THE PROBLEM — Count the lines below in which "proxy" appears, then give that number by itself.

TASK DATA —
PR #70, opened 2023-06-02
Bring telemetry inside proxy

mustard-mh:
## Description

- Move telemetry inside proxy

## Related Issue(s)

Fixes [IDE-142](https://linear.app/gitpod/issue/IDE-142)

## Documentation

/hold

### DIFF
--- a/src/local-ssh/telemetryService.ts
+++ b/src/local-ssh/telemetryService.ts
@@ -1,0 +1,331 @@
+/*---------------------------------------------------------------------------------------------
+ *  Copyright (c) Gitpod. All rights reserved.
+ *  Licensed under the MIT License. See License.txt in the project root for license information.
+ *--------------------------------------------------------------------------------------------*/
+
+import * as os from 'os';
+import { Analytics, AnalyticsSettings } from '@segment/analytics-node';
+import { cloneAndChange, escapeRegExpCharacters, mixin } from '../common/utils';
+import { ILogService } from '../services/logService';
+import { getDaemonVersion, getSegmentKey } from './utils';
+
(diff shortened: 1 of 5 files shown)


src/local-ssh/telemetryService.ts
```diff
@@ -0,0 +1,331 @@
+/*---------------------------------------------------------------------------------------------
+ *  Copyright (c) Gitpod. All rights reserved.
+ *  Licensed under the MIT License. See License.txt in the project root for license information.
+ *--------------------------------------------------------------------------------------------*/
+
+import * as os from 'os';
+import { Analytics, AnalyticsSettings } from '@segment/analytics-node';
+import { cloneAndChange, escapeRegExpCharacters, mixin } from '../common/utils';
```
akosyakov, line 8: I wonder there is no way to pull common code from here under `common/telemetry` to reuse between extension and proxy code?

mustard-mh: I do want to do it https://github.com/gitpod-io/gitpod-vscode-desktop/pull/65#discussion_r1197391854 , but we should remove `import 'vscode'` otherwise `proxy.ts` will not work. And it seems the code is not that good to do it.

RESULT OF THE EXERCISE — 4